Updated: Oct 15, 2022
On October 13, the January 6th House Committee made it crystal clear that Donald Trump knew he had lost the 2020 election to Joe Biden, but still deliberately pushed the lie that he had really won because the election was rigged.
And so, he spawned the riotous insurrection that resulted in the U.S. Capitol being ransacked, several deaths, and delays in the eventual certification of the election results that made Biden's election official.
It was all an attempt by Trump to grab power that he had lost by using supporters whom he had duped to force his way back into the presidency. It was no different than the vicious tactics such dictators as Putin employ to maintain ironclad control over their countries.
While that hearing was underway, political philosopher and author Douglas Giles, on the Lean to the Left podcast, discussed in some detail the driving force behind the Republican Party and its right-wing supporters today: the concentration of power in the hands of the few.
In fact, Giles acknowledged that perhaps the biggest lie of all is the contention by Republicans that they are the party of individual liberty and small government. Because, he argued, their ultimate goal is to expand governmental control over our daily lives.
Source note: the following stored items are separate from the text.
Issue #130, opened 2021-01-26
Create the Firebase Database interface implementation


holtzmak:
Related to #70 , and blocked by it. Also blocked by #129. Also blocked by #124.

- [x] Create the Firebase interface implementation that implements the generic queries in #70 to communicate with our Firebase instance

There should be unit (or integration) tests for this code using the object in #129. The tests may communicate with a mocked database at this time so we don't go over our Spark plan limit.

*If you are mocking the database instance, then the interface implementation should have a Firebase instance injected into it - meaning it takes it through the constructor!*

SanaKhan1997:
When implementing atr queries, create two methods for retrieving bunch of documents:

 - [ ]  Method which only retrieves latest 10(use limit and order) atr documents
 - [ ]  Method which retrieves all documents

PR #142, opened 2021-01-30
Re-strcuture files

### LINKED ISSUE #143: Re-structure files based on MVVM architecture
Files are organized based on MVVM

MummenRider:
This commit's purpose is to restructure files based on [MVVM architecture](https://www.raywenderlich.com/6373413-state-management-with-provider#toc-anchor-016).
Note: The overlay screen was created by [FilledStack](https://www.filledstacks.com/). They're also popularized MVVM to Flutter community. 
Here are some important changes:
- Get it plugin is added and is currently implemented in login authentication. By using get it, we can 💯  say that our UI and business logic is indeed separated. To reviewers, I did not use get it to all of our services because it will take some time to do. But mainly because I'm still noob. I implemented get it only in initial part of our app hoping this will serve as a template once we code for real.
- Everything that is related to UI are moved to `ui` directory
- Authentication Service will contain all things that are related to firebase authentication such as sign in and log in methods. Due to MVVM approach, this do not communicate with our UI stuff. To communicate with our UI, we will use our view models.
- Navigation Service will serve as a bridge to navigate screens. Due to complete separation of UI and our business logic, we do not have access to `context` anymore. Usually we do `Navigator.of(context, rootNavigator: true).pushNamed(TestScreenOne.route)`, doing this will violate the MVVM architecture. The UI shouldn't have any ability to dictate what should happen in our application. Our business logic will do that.
- I did not use our original` loading overlay screen` widget to display the awaiting period because it violates the MVVM. The article I followed shows how to properly to apply overlay screen which follows MVVM. One thing I really like about this is it's highly customizable!
- ChangeNotifierProvider wraps all of our UI's and is located to our BaseView. This is exactly the same when it was located to HumaneTransportApp, but only tree below. You don't have to touch this. 
- We also have BaseViewModel which will contain similar aspects of the view model like current state of the screen.

Some important rules I currently know in order to use MVVM:
- UI should never use service to change anything, this apply to navigation.
- Each screen/view must have their own view model in order to communicate with our data. So if you have screen like sign in that communicates with a data, then you need to create view model
Screen Shot 2021-01-29 at 9 19 47 PM

Our current overlay

https://user-images.githubusercontent.com/43891568/106345787-40576900-6278-11eb-899a-7438c98b6cfb.mov


app/lib/core/services/navigation/nav_service.dart
```diff
@@ -0,0 +1,15 @@
+import 'package:flutter/material.dart';
+
+class NavigationService {
```
holtzmak, line 3: I like this change, abstracting out how we navigate should increase understandability and reduce our need to describe why we have/had two navigators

He used the GOP's effort to restrict abortion as an example of such governmental overreach.
"It's about power, and if you look at what the right wing is trying to do, it is trying to say that all of the power over the decision as to whether or not to have an abortion or to have a child rests in the power of the state, whereas the pro-choice position says no, the power should be broadly circulated to every single woman who is actually facing the question."
Trump, he said, "is just coming from the social political dualism that is inherent in conservatism, that there should be a small set of people that are the 'haves', and everyone else is a 'have-not', and that's the good and proper way to run a society."
Giles agreed that Trump is "very similar in a lot of respects" to Putin because of his determination to gain and expand his power. "Totalitarian governments are all about, by definition, concentrating power within the hands of a very small (group) or even just one person, and I would say that Trump and Putin are identical in that desire," he said.
Giles, is the author of the new book, “What Left and Right Mean: Clarifying the Political Spectrum.” As a philosophy professor at Elmhurst University, he researches and writes on political philosophy and social justice issues. Giles was born and raised in the U.S., but has lived in Europe for the past 10 years, which he says has provided important insights into the natures of political ideologies and the causes of injustice.